If you have the above and verify, then you can build the app in Debug mode and run it on a physical device (connected to your Mac via USB). You can build the app in Stage mode, archive it to publish on HockeyApp (or something like that) and distribute to whoever you want, provided that you have to register their devices in advance. Finally, you can build in Release mode, publish to the App Store where your customers and users can install on their devices just like Instagram, Twitter, etc.

I want to leave you here with some points of interests:

  1. The certificates depend on the Mac hardware (where Xcode and Visual Studio for Mac are installed). Since each provisioning profile depends on the certificate (and also app Bundle ID and registered devices), you can’t simply copy the provisioning file to another Mac and expect it to be working.
  2. So if you work on a Mac at work and a Mac at home, generate the certificates on each Mac using Visual Studio as described above. When you generate the Provisioning Profiles, you can select more than 1 certificates. This is also the same scenario when there are 2 developers working on the same app.
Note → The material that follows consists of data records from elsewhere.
PR #5751, opened 2023-06-09
Implementation of ImageStack 

Hoxbro:
WIP

``` python
import holoviews as hv
import numpy as np
import panel as pn

hv.extension("bokeh")


def categorical_data():
    n = 20
    samples = 1000
    rng = np.random.default_rng(92478)

    centers = [(0.3, 0.3), (0.7, 0.5), (0.3, 0.7)]
    radii = [0.2, 0.3, 0.15]
    ncats = len(radii)

    dx = 1.0 / n
    data = np.zeros((n, n, ncats), dtype=np.float32)
    data[:] = np.nan

    for k in range(ncats):
        x = rng.normal(centers[k][0], radii[k], samples)
        y = rng.normal(centers[k][1], radii[k], samples)
        i = (x / dx).astype(int)
        j = (y / dx).astype(int)
        for ii, jj in zip(i, j):
            if 0 <= ii < n and 0 <= jj < n:
                if np.isnan(data[jj, ii, k]):
                    data[jj, ii, k] = 1.0
                else:
                    data[jj, ii, k] += 1.0
    return data


data = categorical_data()

colors = ["red", "blue", "green"]
a = hv.ImageStack(data).opts(
    # colorbar=True,
    width=800,
    height=800,
    cmap=colors,
    num_colors=100,
)

pn.panel(a).servable()
```

Reference for me:
https://github.com/holoviz/holoviews/pull/4806
https://github.com/bokeh/bokeh/pull/12356


philippjfr:
- `shade` now has to support ingesting an ImageStack as well as an NdOverlay of Image
- Add Compositor definitions for matplotlib and plotly to convert an ImageStack -> RGB
- Finish plot implementation by finishing support for `invert_axes`, `invert_xaxis` and `inter_yaxis`.
- Add reference notebook for `ImageStack`
- Add tests

Nice to have:

- Automatically add a legend for the categories in the ImageStack

ahuang11:
```
import holoviews as hv
import xarray as xr
import numpy as np
import panel as pn

hv.extension("bokeh")


da = xr.DataArray(coords={"x": [1, 2, 3], "y": [6, 7, 8]}, dims=["x", "y"])

da_1 = da.copy()
da_1.name = "a"
da_1.values = [[np.nan, np.nan, 1], [np.nan] * 3, [np.nan] * 3]

da_2 = da.copy()
da_2.name = "b"
da_2.values = [[np.nan] * 3, [1, 1, np.nan], [np.nan] * 3]

da_3 = da.copy()
da_3.name = "c"
da_3.values = [[np.nan] * 3, [np.nan] * 3, [1, 1, 1]]

ds = xr.merge([da_1, da_2, da_3])

colors = ["red", "blue", "green"]
a = hv.ImageStack(ds).opts(
    # colorbar=True,
    cmap=colors,
    num_colors=100,
    title="original",
)
b = a.clone().opts(invert_axes=True, title="invert axes")

c = a.clone().opts(invert_yaxis=True, title="invert yaxis")
d = a.clone().opts(invert_xaxis=True, title="invert xaxis")
pn.GridBox(
    pn.panel(a, linked_axes=False),
    pn.panel(b, linked_axes=False),
    pn.panel(c, linked_axes=False),
    pn.panel(d, linked_axes=False),
    ncols=2,
)
```

image

ahuang11:
Does hover need support?

Hoxbro:
> Does hover need support?

Hover support is out of scope for this PR as it also needs work in Bokeh (or a new release). See https://github.com/bokeh/bokeh/pull/13193, https://github.com/bokeh/bokeh/issues/13200, and https://github.com/bokeh/bokeh/issues/13354.

ahuang11:
```
import holoviews as hv
import xarray as xr
import numpy as np
import panel as pn
from holoviews.operation.datashader import shade, datashade

hv.extension("bokeh")


da = xr.DataArray(coords={"x": [1, 2, 3], "y": [6, 7, 8]}, dims=["x", "y"])

da_1 = da.copy()
da_1.name = "a"
da_1.values = [[np.nan, np.nan, 1], [np.nan] * 3, [np.nan] * 3]

da_2 = da.copy()
da_2.name = "b"
da_2.values = [[np.nan] * 3, [1, 1, np.nan], [np.nan] * 3]

da_3 = da.copy()
da_3.name = "c"
da_3.values = [[np.nan] * 3, [np.nan] * 3, [1, 1, 1]]

ds = xr.merge([da_1, da_2, da_3])

colors = ["red", "blue", "green"]
a = hv.ImageStack(ds).opts(
    # colorbar=True,
    cmap=colors,
    num_colors=100,
    title="original",
)
# pn.GridBox(
#     pn.panel(a, linked_axes=False),
#     pn.panel(b, linked_axes=False),
#     pn.panel(c, linked_axes=False),
#     pn.panel(d, linked_axes=False),
#     ncols=2,
# )

shade(a)
```

image

ahuang11:
mpl & plotly

image

image

ahuang11:
Weirdly using numpy array transposes the plot
```python
import holoviews as hv
import xarray as xr
import numpy as np
import panel as pn

hv.extension("bokeh")

x = np.arange(0, 3)
y = np.arange(5, 8)
a = np.array([[np.nan, np.nan, 1], [np.nan] * 3, [np.nan] * 3])
b = np.array([[np.nan] * 3, [1, 1, np.nan], [np.nan] * 3])
c = np.array([[np.nan] * 3, [np.nan] * 3, [1, 1, 1]])

ds = xr.Dataset(
    {"a": (["x", "y"], a), "b": (["x", "y"], b), "c": (["x", "y"], c)},
    coords={"x": x, "y": y},
)

colors = ["green", "red", "blue"]
(
    hv.ImageStack(ds, kdims=["x", "y"], vdims=["a", "b", "c"]).opts(cmap=colors) + 
    hv.ImageStack((x, y, a, b, c), kdims=["x", "y"], vdims=["a", "b", "c"]).opts(cmap=colors)
)
```

image

ahuang11:
Okay, I guess Image does the same, so maybe it's not an issue / separate issue
image

philippjfr:
Yeah definitely an issue but a separate issue.

holoviews/element/raster.py
```diff
@@ -517,13 +517,18 @@ class ImageStack(Image):
...
+
     group = param.String(default='ImageStack', constant=True)
 
     _ndim = 3
 
     _vdim_reductions = {1: Image}
 
     def __init__(self, data, kdims=None, vdims=None, **params):
+        if vdims is None:
+            raise ValueError("ImageStack requires vdims to be defined.")
```
ahuang11, line 531: I felt like this was necessary because if it defaulted to only z, the other layers do not show up. On the other hand, I wasn't sure how to elegantly handle all the possible input types (dict, ds, da, tuple), so I just force the user to specify vdims.

holoviews/element/raster.py
```diff
@@ -517,13 +517,18 @@ class ImageStack(Image):
     - overlay/ndoverlay of Images
     """
 
+    vdims = param.List(doc="""
```
ahuang11, line 520: I do not include `bounds=(0, None)` here because it errors without a default, but I also don't want the default to be `z` because it only plots the first layer.

ahuang11:
I believe this is ready for initial review, but I don't understand the invert_x/yaxis tests because although the tests pass, the inverted data matches the original data and it renders as expected.

holoviews/tests/plotting/bokeh/test_rasterplot.py
```diff
@@ -150,3 +151,78 @@ def test_rgb_invert_yaxis(self):
...
+        x = np.arange(0, 3)
+        y = np.arange(5, 8)
+        a = np.array([[np.nan, np.nan, 1], [np.nan] * 3, [np.nan] * 3])
+        b = np.array([[np.nan] * 3, [1, 1, np.nan], [np.nan] * 3])
+        c = np.array([[np.nan] * 3, [np.nan] * 3, [1, 1, 1]])
+
+        img_stack = ImageStack((x, y, a, b, c), kdims=["x", "y"], vdims=["a", "b", "c"])
+        plot = bokeh_renderer.get_plot(img_stack.opts(invert_xaxis=True))
+        source = plot.handles['source']
+        self.assertEqual(source.data['image'][0][0], a.T)
```
ahuang11, line 184: Why isn't this flipped?
```suggestion
        self.assertEqual(source.data['image'][0][0], a.T[::-1])
```

holoviews/element/raster.py
philippjfr: I think it might be nice to at least handle 3D arrays and xarray DataArray/Datasets automatically and error out for anything else.

holoviews/tests/plotting/bokeh/test_rasterplot.py
philippjfr: Isn't axis inversion handled by flipping the x and y values, rather than flipping the actual data?

holoviews/operation/flatten.py
```diff
@@ -0,0 +1,19 @@
+try:
+    from .datashader import shade
+except ImportError:
+    shade = None
+
+
+class flatten_stack(shade):
```
philippjfr, line 7: Since this is really just a plotting helper I'd probably move this into `plotting/util.py` Also please inline the datashader import, we should not import datashader unless the user uses this feature.

philippjfr (commented):
A few comments, otherwise this looks good.

ahuang11:
Okay, I think the tests are good to go now.

I believe the spatialpandas test is unrelated because https://github.com/holoviz/holoviews/actions/runs/6037187496/job/16381021321?pr=5874 from https://github.com/holoviz/holoviews/pull/5874 is also failing.

In regards to Bokeh 2 tests, Simon says "ImageStack was added in Bokeh 3.1, so it will fail on Bokeh 2 ci test. You can ignore those or comment them out as I will remove Bokeh 2 support before next release."

setup.py
```diff
@@ -41,6 +41,7 @@
     'dash >=1.16',
     'codecov',
     'ipython >=5.4.0',
+    'pandas <2.1',  # for spatialpandas recursion https://github.com/holoviz/spatialpandas/issues/124
```
Hoxbro, line 44:
```suggestion

```

Is no longer needed.

ahuang11:
I'm confused why xr.DataArray is considered GriddedInterface while xr.Dataset is considered XArrayInterface

image
image

I've don't understand how this line decides the interface:
```python

                                           datatype=kwargs.get('datatype'))
        (data, self.interface, dims, extra_kws) = initialized
```

holoviews/core/data/__init__.py
```diff
@@ -324,6 +324,7 @@ def __init__(self, data, kdims=None, vdims=None, **kwargs):
         kdims, vdims = kwargs.get('kdims'), kwargs.get('vdims')
 
         validate_vdims = kwargs.pop('_validate_vdims', True)
+        print(type(self))
```
ahuang11, line 327:
```suggestion
```

ahuang11:
I fixed allowing 3D xr.DataArrays:
image

However, I don't really know how to address the HoverTool. Is that the responsibility of Bokeh?
image

Hoxbro (commented):
I just had a quick look at the code and left some comments. 

For the hover problem, try to filter the `_hover_opts` method. For now, I think we should remove these extra dimensions, as we can only get one layer of information for now. When Bokeh 3.3 is released, we can extract more information because of https://github.com/bokeh/bokeh/pull/13193 (maybe we can already get this with a dev release). Further down the line, we should be able to get even better support with https://github.com/bokeh/bokeh/issues/13200.

(Merged in main to be able only to be able to see the changes made in this PR)

holoviews/core/data/xarray.py
```diff
@@ -121,8 +121,12 @@ def retrieve_unit_and_label(dim):
...
                                 cls)
             if not packed:
-                vdims = [vdim]
-                data = data.to_dataset(name=vdim.name)
+                if vdim in data.dims:
+                    data = data.to_dataset(vdim.name)
+                    vdims = [asdim(vd) for vd in data.data_vars]
+                else:
+                    vdims = [vdim]
+                    data = data.to_dataset(name=vdim.name)
```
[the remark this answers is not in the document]
ahuang11:
```
(method) def to_dataset(
    dim: Hashable = None,
    *,
    name: Hashable = None,
    promote_attrs: bool = False
) -> Dataset
Convert a DataArray to a Dataset.

Parameters
dim : Hashable, optional
    Name of the dimension on this array along which to split this array into separate variables. If not provided, this array is converted into a Dataset of one variable.
name : Hashable, optional
    Name to substitute for this array's name. Only valid if dim is not provided.
```

Hoxbro:
It is a limitation in Bokeh. Try to read the issues I mentioned in my last post.

ahuang11:
> For the hover problem, try to filter the _hover_opts method. For now, I think we should remove these extra dimensions, as we can only get one layer of information for now.

Okay. To build upon that though, I don't think we can even get one layer though; so do we just keep x and y?

Hoxbro:
> So do we just keep x and y?

yes

holoviews/operation/datashader.py
```diff
@@ -1252,9 +1249,16 @@ def _process(self, element, key=None):
...
             bounds = element.bounds
 
-        vdim = element.vdims[0].name
-        array = element.data[vdim]
         kdims = element.kdims
+        if isinstance(element, ImageStack):
+            vdim = element.vdims
+            array = element.data
+            if hasattr(array, "to_array"):
+                array = array.to_array("z")
```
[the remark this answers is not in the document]
ahuang11: It creates a new variable "z" so yes I suppose so.

image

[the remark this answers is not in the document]
ahuang11: I add handling (converting to array) here because without that, the downstream code would crash:
```python
if np.isnan(array.data).all():
```

ahuang11:
Should I be worried about the core tests?

Hoxbro:
> Eh I just wrapped try/except.

I would rather see something like this:
https://github.com/holoviz/holoviews/blob/d3f345871e51d407b4ff8857d0b9010be468ce02/holoviews/tests/core/data/test_binneddatasets.py#L225-L228

holoviews/plotting/bokeh/raster.py
```diff
@@ -303,8 +303,7 @@ def get_data(self, element, ranges, style):
 
     def _hover_opts(self, element):
         xdim, ydim = element.kdims
-        print(xdim)
-        super()._hover_opts(element)
+        return [(xdim.pprint_label, '$x'), (ydim.pprint_label, '$y')], {}
```
Hoxbro, line 306: I would like to see a comment about why it does not work right now and what it needed to get it to work in the future.

holoviews/operation/datashader.py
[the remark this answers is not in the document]
Hoxbro: I assume one of your new tests is for this case?

holoviews/tests/plotting/bokeh/test_rasterplot.py
```diff
@@ -150,3 +151,138 @@ def test_rgb_invert_yaxis(self):
...
+        x = np.arange(0, 3)
+        y = np.arange(5, 8)
+        a = np.array([[np.nan, np.nan, 1], [np.nan] * 3, [np.nan] * 3])
+        b = np.array([[np.nan] * 3, [1, 1, np.nan], [np.nan] * 3])
+        c = np.array([[np.nan] * 3, [np.nan] * 3, [1, 1, 1]])
+
+        img_stack = ImageStack((x, y, a, b, c), kdims=["x", "y"], vdims=["a", "b", "c"])
+        plot = bokeh_renderer.get_plot(img_stack)
+        source = plot.handles['source']
+        self.assertEqual(source.data['image'][0][0], a.T)
```
Hoxbro, line 165: At some point, I want to transition to using pytest. 

`self.assertEqual` has special power in the holoviews testing framework, e.g., deep comparison of elements. 

For these though it seems like it is just a "simple" comparison that can be done with `np.testing.assert_array_almost_equal`.

philippjfr (approved):
Apart from the minor comments left by @Hoxbro and I this looks great.

holoviews/tests/plotting/plotly/test_imagestack.py
```diff
@@ -0,0 +1,46 @@
...
+        a = np.array([[np.nan, np.nan, 1], [np.nan] * 3, [np.nan] * 3])
+        b = np.array([[np.nan] * 3, [1, 1, np.nan], [np.nan] * 3])
+        c = np.array([[np.nan] * 3, [np.nan] * 3, [1, 1, 1]])
+        image_stack = ImageStack(
+            (x, y, a, b, c), kdims=["x", "y"], vdims=["a", "b", "c"]
+        )
+        try:
+            assert isinstance(plotly_renderer.get_plot(image_stack), RGBPlot)
+        except ImportError:
+            return SkipTest("Skip test if datashader is unavailable for core tests")
```
Hoxbro, line 23: I would like this check to be very explicit. e.g., at the top of the method:
``` python
try:
    import datashader
except ImportError:
   raise SkipTest("Test requires datashader")
```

  3. Don’t worry if you accidentally delete the Provisioning Profiles on your Mac. They can always be be downloaded from your developer.apple.com portal.
  4. Don’t worry if you delete the Provisioning Profiles on developer.apple.com portal. They can always be re-generated. Keep in my mind that the ones already on your Mac are no longer good. Just go to the file path /Users/[you]/Library/MobileDevice/Provisioning Profiles, move them to trash. Download the newly generated ones and install by double-clicking on them.
  5. Since the Provisioning Profiles also depend on the registered device, if you or some team member has to replace the iPhone, repeat the steps above.
  6. Likewise, don’t worry if you accidentally revoke the certificates on developer.apple.com. They will expire in 1 year and you have to repeat the steps above anyway.